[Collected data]
============================================================
Issue #3151, opened 2020-03-25
Background blur / modify background of video


jancborchardt:
This is not something for soon as it’s a bunch of work and there’ other things to be worked on first. But just for reference.

--------------

From https://news.ycombinator.com/item?id=22670896

>  I can’t begin to tell you how many times we have had people that need extra time to prepare for a meeting because of the background. As a manager, I have had lots of personal conversations with employees who legitimately stress out about getting the computer into a place with a good background.

- Zoom has custom backgrounds: https://support.zoom.us/hc/en-us/articles/210707503-Virtual-Background
- Microsoft Teams has background blur: https://support.office.com/en-us/article/blur-your-background-in-a-teams-meeting-f77a2381-443a-499d-825e-509a140f4780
============================================================
▸ **PROBLEM STATEMENT**: Return from the data every line that holds "meeting".

▸ **RESULT BELOW**:
>  I can’t begin to tell you how many times we have had people that need extra time to prepare for a meeting because of the background. As a manager, I have had lots of personal conversations with employees who legitimately stress out about getting the computer into a place with a good background.
- Microsoft Teams has background blur: https://support.office.com/en-us/article/blur-your-background-in-a-teams-meeting-f77a2381-443a-499d-825e-509a140f4780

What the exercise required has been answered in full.